### Work to be completed
Go line by line through the data below and count those with the string "true". Give the number only.

### Data
PR #290, opened 2022-01-18
resolver: IPv6 support and DNSSec

hannesm:


hannesm:
- [ ] DS records should be requested at delegation point (not auth servers)
- [ ] DS records caching (if ttl < NS ttl, they'll never be re-requested -- and zone is treat as no dnssec)
- [ ] AD bit in reply

later:
- "aggressive caching" of negative queries
- CD bit in request
- DS for root zone may time out (after 68 years), there should be a path to update without code update (same for NS --> maybe use an (optional) zone file and parse that?)

resolver/dns_resolver_cache.ml
```diff
@@ -11,6 +11,47 @@ let _pp_err ppf = function
...
+        false
+  in
+  up name
+
+let nsec3_covering t ts name =
+  let rec up name =
+    match snd (Dns_cache.get_nsec3 t ts name) with
+    | Ok nsec3 ->
+      let Nsec3.{ iterations ; salt ; _ } = snd (List.hd nsec3) in
+      let soa_name = Domain_name.drop_label_exn ~rev:true name in
```
reynir, line 32: Do we really want `~rev:true`? doesn't that turn foo.example.org into foo.example?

### Written answer
2